2.2. Die vorliegende Beschwerde rügt mit Bezug auf den zweiten und dritten Spruchpunkt des angefochtenen Bescheides die Verletzung der verfassungsgesetzlich gewährleisteten Rechte auf Gleichheit vor dem Gesetz und auf Unversehrtheit des Eigentums. Nach den Beschwerdebehauptungen wären diese Rechtsverletzungen aber zum erheblichen Teil nur die Folge einer - allenfalls grob - unrichtigen Anwendung des einfachen Gesetzes. Spezifisch verfassungsrechtliche Überlegungen sind zur Beurteilung der aufgeworfenen Fragen insoweit - insbesondere auch vor dem Hintergrund, dass sich die Rechtsprechung des Verfassungsgerichtshofes zum atypischen Gemeindegut nach dem TFLG 1996 (siehe insb.
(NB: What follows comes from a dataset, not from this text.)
Issue #4908, opened 2020-02-12
Optimize signature verification


NikVolf:
1. During block import, they can be split in advance and verified in parallel.
2. During block construction, the fact that transaction previously was when imported in transaction pool can be cached.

VfSlg. 18.446/2008 sowie , B640/10) auf Hauptteilungen nicht übertragen lässt - nicht anzustellen.

2.3. Soweit die Beschwerde aber insofern verfassungsrechtliche Fragen berührt, als die Rechtswidrigkeit der den angefochtenen Bescheid tragenden Rechtsvorschriften behauptet wird, lässt ihr Vorbringen vor dem Hintergrund der Rechtsprechung des Verfassungsgerichtshofes zu Bestimmungen von der Art des § 68 AVG (zB VfSlg. 4986/1965, 7978/1977 ua.) die behauptete Rechtsverletzung, die Verletzung eines anderen verfassungsgesetzlich gewährleisteten Rechtes oder die Verletzung in einem sonstigen Recht wegen Anwendung eines verfassungswidrigen Gesetzes als so wenig wahrscheinlich erkennen, dass sie keine hinreichende Aussicht auf Erfolg hat.

2.4. Die Angelegenheit ist auch nicht von der Zuständigkeit des Verwaltungsgerichtshofes ausgeschlossen.

2.5. Demgemäß wurde beschlossen, von einer Behandlung der Beschwerde, soweit sich diese gegen den zweiten und dritten Spruchpunkt des angefochtenen Bescheides richtet, abzusehen (§19 Abs 3 Z 1 iVm § 31 letzter Satz VfGG).

III.

Die Kostenentscheidung beruht auf § 88 VfGG. Die beschwerdeführende Stadtgemeinde ist insoweit durchgedrungen, als der angefochtene Bescheid in einem von drei Spruchpunkten aufgehoben wurde. Im Übrigen wurde die Behandlung der Beschwerde abgelehnt; insoweit findet kein Kostenersatz statt (siehe etwa VfSlg. 18.045/2006). Der beschwerdeführenden Stadtgemeinde ist daher ein Drittel der Kosten (€ 666,67) zuzusprechen (vgl. auch VfSlg. 16.250/2001). Der zugesprochene Kostenbetrag enthält Umsatzsteuer in Höhe von € 133,33.